* _Task requirements_:
All lines of the material that contain "node" must be copied out.

____

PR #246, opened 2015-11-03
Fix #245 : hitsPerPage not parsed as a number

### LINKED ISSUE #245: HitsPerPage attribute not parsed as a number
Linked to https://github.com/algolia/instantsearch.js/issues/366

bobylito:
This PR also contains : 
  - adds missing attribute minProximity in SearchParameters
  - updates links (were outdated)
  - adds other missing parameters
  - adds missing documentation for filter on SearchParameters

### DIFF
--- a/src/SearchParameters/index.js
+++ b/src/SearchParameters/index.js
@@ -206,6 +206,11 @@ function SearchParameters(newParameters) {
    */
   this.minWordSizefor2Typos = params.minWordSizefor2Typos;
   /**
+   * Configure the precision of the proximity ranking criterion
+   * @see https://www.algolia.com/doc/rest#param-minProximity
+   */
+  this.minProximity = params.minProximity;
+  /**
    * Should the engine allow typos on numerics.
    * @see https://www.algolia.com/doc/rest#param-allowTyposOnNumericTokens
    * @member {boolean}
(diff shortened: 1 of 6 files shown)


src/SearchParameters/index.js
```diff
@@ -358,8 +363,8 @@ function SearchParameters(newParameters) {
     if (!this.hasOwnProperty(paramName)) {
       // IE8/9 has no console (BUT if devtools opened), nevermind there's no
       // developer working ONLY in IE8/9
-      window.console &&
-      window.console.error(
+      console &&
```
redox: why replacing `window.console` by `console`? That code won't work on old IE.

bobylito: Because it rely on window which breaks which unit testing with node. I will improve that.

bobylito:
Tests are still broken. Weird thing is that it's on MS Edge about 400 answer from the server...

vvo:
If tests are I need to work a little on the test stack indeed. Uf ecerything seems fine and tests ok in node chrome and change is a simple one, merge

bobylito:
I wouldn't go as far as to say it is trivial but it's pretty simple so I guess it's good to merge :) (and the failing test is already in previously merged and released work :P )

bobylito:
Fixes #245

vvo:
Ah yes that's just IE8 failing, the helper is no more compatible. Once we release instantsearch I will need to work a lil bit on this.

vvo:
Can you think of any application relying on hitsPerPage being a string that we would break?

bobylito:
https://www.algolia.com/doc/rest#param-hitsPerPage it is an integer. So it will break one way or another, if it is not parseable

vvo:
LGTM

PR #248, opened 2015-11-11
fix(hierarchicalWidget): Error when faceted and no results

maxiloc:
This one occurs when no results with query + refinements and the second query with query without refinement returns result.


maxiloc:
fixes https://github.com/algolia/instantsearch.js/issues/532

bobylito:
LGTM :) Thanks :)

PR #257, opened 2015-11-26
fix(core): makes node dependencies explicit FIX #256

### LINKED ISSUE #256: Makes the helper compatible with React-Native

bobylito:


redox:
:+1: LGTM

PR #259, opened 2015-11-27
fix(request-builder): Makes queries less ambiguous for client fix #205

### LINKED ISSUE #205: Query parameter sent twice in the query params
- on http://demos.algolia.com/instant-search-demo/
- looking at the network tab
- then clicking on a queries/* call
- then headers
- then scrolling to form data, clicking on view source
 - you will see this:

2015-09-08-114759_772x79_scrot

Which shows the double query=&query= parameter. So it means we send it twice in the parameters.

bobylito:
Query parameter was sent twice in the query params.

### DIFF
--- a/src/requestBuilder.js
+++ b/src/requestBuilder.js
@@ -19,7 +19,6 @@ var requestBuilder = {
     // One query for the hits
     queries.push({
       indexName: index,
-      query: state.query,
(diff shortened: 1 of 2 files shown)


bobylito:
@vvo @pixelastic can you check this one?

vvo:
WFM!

____

* _Written response_:
bobylito: Because it rely on window which breaks which unit testing with node. I will improve that.
If tests are I need to work a little on the test stack indeed. Uf ecerything seems fine and tests ok in node chrome and change is a simple one, merge
fix(core): makes node dependencies explicit FIX #256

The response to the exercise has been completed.